:: Aim of the task ::
The entries below should be transcribed exactly, every one of them.

:: Input for this task ::
PR #2666, opened 2017-10-04
Minor changes in the documentation

fdurand:
# Description
Reworked/Removed documentation

# Delete branch after merge
YES

# NEWS file entries

## Enhancements
* Removed useless documentation


fdurand:
Don't we have to remove MySQL optimizations section ?

julsemaan:
@fdurand yes I think you're right since they are mostly changes to the config in that section although we could still leave the sections that talk about using the optimizer and the i/o

PR #2683, opened 2017-10-17
fix/authentication-rule-add-delete-button-2678

### LINKED ISSUE #2678: (+) and (-) can not be seen in new authentication rule is created
When screen resolution is less than 1423xXXX the two add and remove buttons are not visibles.
image

The problem can be solved by reducing the left margin or the size of the box on the right.

jrouzierinverse:
Description
===========
Moves the add delete buttons to the left instead of the right

Impacts
=======
The Admin GUI

Issue
=====
Fixes #2678

Delete branch after merge
=========================
NO

NEWS file entries
=================

Bug Fixes
------------

* Move add delete buttons to the left to avoid the being cutoff (#2678)


fdurand:
Tested and works. Merge

PR #2687, opened 2017-10-18
feature/move-to-pf-dal

jrouzierinverse:
Description
===========
Move to use pf::dal and SQL::Abstract::More for database access

Impacts
=======
Database access and sql generation

NEW Package(s) required
=======================
A patched version of SQL::Abstract::More (I submitted the patch to the project but they have not updated CPAN as of yet)
perl-SQL-Abstract-Plugin-InsertMulti

Delete branch after merge
=========================
NO

TODO
=========================
 - [x] Move node search to the dal
 - [x] Have search and find use the same columns


julsemaan:
Seems the node search wasn't changed in this PR so it goes through DAL. That means it will need to be adjusted for a tenant manually ? Or was that just forgotten ?

julsemaan:
As jazzed, search should default to the same columns as find to ease the usage

jrouzierinverse:
Node search was missed

jrouzierinverse:
search uses the same columns as find now

julsemaan:
This is still missing node search via the DAL according to the todo of the PR

lib/pf/Report.pm
```diff
@@ -37,15 +38,13 @@ has 'person_fields', (is => 'rw', isa => 'ArrayRef[Str]');
...
-# empty since no queries are prepared upfront
-sub Report_db_prepare {}
-
 sub generate_sql_query {
     my ($self, %infos) = @_;
     my $logger = get_logger;
 
     my $sqla = SQL::Abstract::More->new();
     my $and = [];
+    $infos{search}{type} //= $self->base_conditions_operator;
```
julsemaan, line 47: Any specific reason for adding this? Doesn't seem related to DAL work

lib/pf/activation.pm
```diff
@@ -248,13 +236,11 @@ update the status of a given pending activation record
...
     my ($status, $rows) = pf::dal::activation->update_items(
-        {
-            -set => {
-                status => $new_status,,
-            },
-            -where => {
-                code_id => $code_id,
-            }
+        -set => {
+            status => $new_status,,
```
julsemaan: Seems like there a useless comma **#**:nail_care:

lib/pf/activation.pm
```diff
@@ -591,17 +571,15 @@ sub set_status_verified_by_mac {
...
-            -columns => [\1],
-            -limit => 1,
-        }
+        -where => {
+            mac => $mac,
+            type => $type,
+            status => $UNVERIFIED,
+            expiration => { ">=" => \['NOW()']},
+        },
+        -from => pf::dal::activation->find_from_tables(),
```
julsemaan: Not 100% sure, but I believe we said this shouldn't be used anymore because it should already do this behavior by default

lib/pf/violation.pm
```diff
@@ -178,16 +179,14 @@ sub violation_grace {
     my ( $mac, $vid ) = @_;
 #        qq [ select unix_timestamp(start_date)+grace_period-unix_timestamp(now()) from violation v left join class c on v.vid=c.vid where mac=? and v.vid=? and status="closed" order by start_date desc ]);
```
julsemaan: not really useful anymore

lib/pf/violation.pm
```diff
@@ -197,11 +196,9 @@ sub violation_count {
     my ($mac) = @_;
 #        qq [ select count(*) from violation where mac=? and status="open" ]);
```
julsemaan: Not really useful anymore

lib/pf/violation.pm
```diff
@@ -212,15 +209,13 @@ sub violation_count_reevaluate_access {
     my ($mac) = @_;
 #       qq [ select count(*) from violation, action where violation.vid=action.vid and action.action='reevaluate_access' and mac=? and status="open" ]);
```
julsemaan: Not really useful anymore

lib/pf/violation.pm
```diff
@@ -230,11 +225,9 @@ sub violation_count_vid {
     my ( $mac, $vid ) = @_;
 #        qq [ select count(*) from violation where mac=? and vid=? ]);
```
julsemaan: Not really useful anymore

lib/pf/violation.pm
```diff
@@ -245,12 +238,10 @@ sub violation_count_open_vid {
     my ( $mac, $vid ) = @_;
 #        qq [ select count(*) from violation where mac=? and vid=? and status="open" ]);
```
julsemaan: Not really useful anymore

lib/pf/violation.pm
```diff
@@ -267,6 +258,7 @@ sub violation_exist {
         },
         -columns => [qw(id mac vid start_date release_date status ticket_ref notes)],
         -limit => 1,
+        -from => pf::dal::violation->table,
```
julsemaan: useful ?

lib/pf/violation.pm
```diff
@@ -278,6 +270,7 @@ sub violation_exist_id {
...
```
julsemaan: useful ?

lib/pf/violation.pm
```diff
@@ -290,6 +283,7 @@ sub violation_exist_open {
             status => 'open',
         },
         -columns => [qw(id mac vid start_date release_date status ticket_ref notes)],
+        -from => pf::dal::violation->table,
```
julsemaan: useful ?

lib/pf/violation.pm
```diff
@@ -330,7 +324,8 @@ sub violation_view_open {
             mac => $mac,
         },
         -columns => [qw(id mac vid start_date release_date status ticket_ref notes)],
-        -order_by => '-start_date',
+        -order_by => { -desc => 'start_date' },
+        -from => pf::dal::violation->table,
```
julsemaan: useful ?

lib/pf/violation.pm
```diff
@@ -814,6 +805,7 @@ sub violation_exist_acct {
                 "<=" => \'NOW()',
             },
         },
+        -from => pf::dal::violation->table,
```
julsemaan: useful ?

lib/pf/violation.pm
```diff
@@ -832,8 +824,9 @@ sub violation_view_last_closed {
             vid => $vid,
             status => "closed",
         },
-        -order_by => '-release_date',
+        -order_by => {-desc => 'release_date'} ,
         -columns => [qw(mac vid release_date)],
+        -from => pf::dal::violation->table,
```
julsemaan: useful ?

lib/pf/violation.pm
```diff
@@ -894,15 +887,17 @@ sub violation_maintenance {
...
-               -limit => $batch,
-               -columns => [qw(id mac vid notes status)],
-            }
+            -where => {
+                status => ["open", "delayed"],
+                release_date => [-and => {"!=" => $ZERO_DATE}, {"<=" => \'NOW()'}],
+            },
+           -limit => $batch,
+           -columns => [qw(id mac vid notes status)],
+           -from => pf::dal::violation->table,
```
julsemaan: useful ?

lib/pf/Report.pm
jrouzierinverse: Yes there a undef bug when I was refactoring.
I will added add that to devel.

lib/pf/violation.pm
jrouzierinverse: Yes it is I did not want to hard code the table name

julsemaan: What I mean is that shouldn't this already be the case when using the violation DAL object ?

julsemaan: As jazzed verbally, if joins should be skipped, it should be done via an explicit parameter instead of this workaround so its more explicit to the untrained eye

lib/pf/violation.pm
```diff
@@ -258,7 +253,7 @@ sub violation_exist {
         },
         -columns => [qw(id mac vid start_date release_date status ticket_ref notes)],
         -limit => 1,
-        -from => pf::dal::violation->table,
+        -no_default_join => 1,
```
julsemaan: use $TRUE constant for this and the ones below

jrouzierinverse:
Finished pf::accounting

julsemaan:
Alright, not sure I'll be able to keep the little sanity I have remaining if I go through and read all of this code again.

Could you rebase this PR and we'll go ahead and merge?

extrafu:
👍 Good job guys.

:: Output ::
PR #2666, opened 2017-10-04
Minor changes in the documentation

fdurand:
# Description
Reworked/Removed documentation

# Delete branch after merge
YES

# NEWS file entries

## Enhancements
* Removed useless documentation


fdurand:
Don't we have to remove MySQL optimizations section ?

julsemaan:
@fdurand yes I think you're right since they are mostly changes to the config in that section although we could still leave the sections that talk about using the optimizer and the i/o

PR #2683, opened 2017-10-17
fix/authentication-rule-add-delete-button-2678

### LINKED ISSUE #2678: (+) and (-) can not be seen in new authentication rule is created
When screen resolution is less than 1423xXXX the two add and remove buttons are not visibles.
image

The problem can be solved by reducing the left margin or the size of the box on the right.

jrouzierinverse:
Description
===========
Moves the add delete buttons to the left instead of the right

Impacts
=======
The Admin GUI

Issue
=====
Fixes #2678

Delete branch after merge
=========================
NO

NEWS file entries
=================

Bug Fixes
------------

* Move add delete buttons to the left to avoid the being cutoff (#2678)


fdurand:
Tested and works. Merge

PR #2687, opened 2017-10-18
feature/move-to-pf-dal

jrouzierinverse:
Description
===========
Move to use pf::dal and SQL::Abstract::More for database access

Impacts
=======
Database access and sql generation

NEW Package(s) required
=======================
A patched version of SQL::Abstract::More (I submitted the patch to the project but they have not updated CPAN as of yet)
perl-SQL-Abstract-Plugin-InsertMulti

Delete branch after merge
=========================
NO

TODO
=========================
 - [x] Move node search to the dal
 - [x] Have search and find use the same columns


julsemaan:
Seems the node search wasn't changed in this PR so it goes through DAL. That means it will need to be adjusted for a tenant manually ? Or was that just forgotten ?

julsemaan:
As jazzed, search should default to the same columns as find to ease the usage

jrouzierinverse:
Node search was missed

jrouzierinverse:
search uses the same columns as find now

julsemaan:
This is still missing node search via the DAL according to the todo of the PR

lib/pf/Report.pm
```diff
@@ -37,15 +38,13 @@ has 'person_fields', (is => 'rw', isa => 'ArrayRef[Str]');
...
-# empty since no queries are prepared upfront
-sub Report_db_prepare {}
-
 sub generate_sql_query {
     my ($self, %infos) = @_;
     my $logger = get_logger;
 
     my $sqla = SQL::Abstract::More->new();
     my $and = [];
+    $infos{search}{type} //= $self->base_conditions_operator;
```
julsemaan, line 47: Any specific reason for adding this? Doesn't seem related to DAL work

lib/pf/activation.pm
```diff
@@ -248,13 +236,11 @@ update the status of a given pending activation record
...
     my ($status, $rows) = pf::dal::activation->update_items(
-        {
-            -set => {
-                status => $new_status,,
-            },
-            -where => {
-                code_id => $code_id,
-            }
+        -set => {
+            status => $new_status,,
```
julsemaan: Seems like there a useless comma **#**:nail_care:

lib/pf/activation.pm
```diff
@@ -591,17 +571,15 @@ sub set_status_verified_by_mac {
...
-            -columns => [\1],
-            -limit => 1,
-        }
+        -where => {
+            mac => $mac,
+            type => $type,
+            status => $UNVERIFIED,
+            expiration => { ">=" => \['NOW()']},
+        },
+        -from => pf::dal::activation->find_from_tables(),
```
julsemaan: Not 100% sure, but I believe we said this shouldn't be used anymore because it should already do this behavior by default

lib/pf/violation.pm
```diff
@@ -178,16 +179,14 @@ sub violation_grace {
     my ( $mac, $vid ) = @_;
 #        qq [ select unix_timestamp(start_date)+grace_period-unix_timestamp(now()) from violation v left join class c on v.vid=c.vid where mac=? and v.vid=? and status="closed" order by start_date desc ]);
```
julsemaan: not really useful anymore

lib/pf/violation.pm
```diff
@@ -197,11 +196,9 @@ sub violation_count {
     my ($mac) = @_;
 #        qq [ select count(*) from violation where mac=? and status="open" ]);
```
julsemaan: Not really useful anymore

lib/pf/violation.pm
```diff
@@ -212,15 +209,13 @@ sub violation_count_reevaluate_access {
     my ($mac) = @_;
 #       qq [ select count(*) from violation, action where violation.vid=action.vid and action.action='reevaluate_access' and mac=? and status="open" ]);
```
julsemaan: Not really useful anymore

lib/pf/violation.pm
```diff
@@ -230,11 +225,9 @@ sub violation_count_vid {
     my ( $mac, $vid ) = @_;
 #        qq [ select count(*) from violation where mac=? and vid=? ]);
```
julsemaan: Not really useful anymore

lib/pf/violation.pm
```diff
@@ -245,12 +238,10 @@ sub violation_count_open_vid {
     my ( $mac, $vid ) = @_;
 #        qq [ select count(*) from violation where mac=? and vid=? and status="open" ]);
```
julsemaan: Not really useful anymore

lib/pf/violation.pm
```diff
@@ -267,6 +258,7 @@ sub violation_exist {
         },
         -columns => [qw(id mac vid start_date release_date status ticket_ref notes)],
         -limit => 1,
+        -from => pf::dal::violation->table,
```
julsemaan: useful ?

lib/pf/violation.pm
```diff
@@ -278,6 +270,7 @@ sub violation_exist_id {
...
```
julsemaan: useful ?

lib/pf/violation.pm
```diff
@@ -290,6 +283,7 @@ sub violation_exist_open {
             status => 'open',
         },
         -columns => [qw(id mac vid start_date release_date status ticket_ref notes)],
+        -from => pf::dal::violation->table,
```
julsemaan: useful ?

lib/pf/violation.pm
```diff
@@ -330,7 +324,8 @@ sub violation_view_open {
             mac => $mac,
         },
         -columns => [qw(id mac vid start_date release_date status ticket_ref notes)],
-        -order_by => '-start_date',
+        -order_by => { -desc => 'start_date' },
+        -from => pf::dal::violation->table,
```
julsemaan: useful ?

lib/pf/violation.pm
```diff
@@ -814,6 +805,7 @@ sub violation_exist_acct {
                 "<=" => \'NOW()',
             },
         },
+        -from => pf::dal::violation->table,
```
julsemaan: useful ?

lib/pf/violation.pm
```diff
@@ -832,8 +824,9 @@ sub violation_view_last_closed {
             vid => $vid,
             status => "closed",
         },
-        -order_by => '-release_date',
+        -order_by => {-desc => 'release_date'} ,
         -columns => [qw(mac vid release_date)],
+        -from => pf::dal::violation->table,
```
julsemaan: useful ?

lib/pf/violation.pm
```diff
@@ -894,15 +887,17 @@ sub violation_maintenance {
...
-               -limit => $batch,
-               -columns => [qw(id mac vid notes status)],
-            }
+            -where => {
+                status => ["open", "delayed"],
+                release_date => [-and => {"!=" => $ZERO_DATE}, {"<=" => \'NOW()'}],
+            },
+           -limit => $batch,
+           -columns => [qw(id mac vid notes status)],
+           -from => pf::dal::violation->table,
```
julsemaan: useful ?

lib/pf/Report.pm
jrouzierinverse: Yes there a undef bug when I was refactoring.
I will added add that to devel.

lib/pf/violation.pm
jrouzierinverse: Yes it is I did not want to hard code the table name

julsemaan: What I mean is that shouldn't this already be the case when using the violation DAL object ?

julsemaan: As jazzed verbally, if joins should be skipped, it should be done via an explicit parameter instead of this workaround so its more explicit to the untrained eye

lib/pf/violation.pm
```diff
@@ -258,7 +253,7 @@ sub violation_exist {
         },
         -columns => [qw(id mac vid start_date release_date status ticket_ref notes)],
         -limit => 1,
-        -from => pf::dal::violation->table,
+        -no_default_join => 1,
```
julsemaan: use $TRUE constant for this and the ones below

jrouzierinverse:
Finished pf::accounting

julsemaan:
Alright, not sure I'll be able to keep the little sanity I have remaining if I go through and read all of this code again.

Could you rebase this PR and we'll go ahead and merge?

extrafu:
👍 Good job guys.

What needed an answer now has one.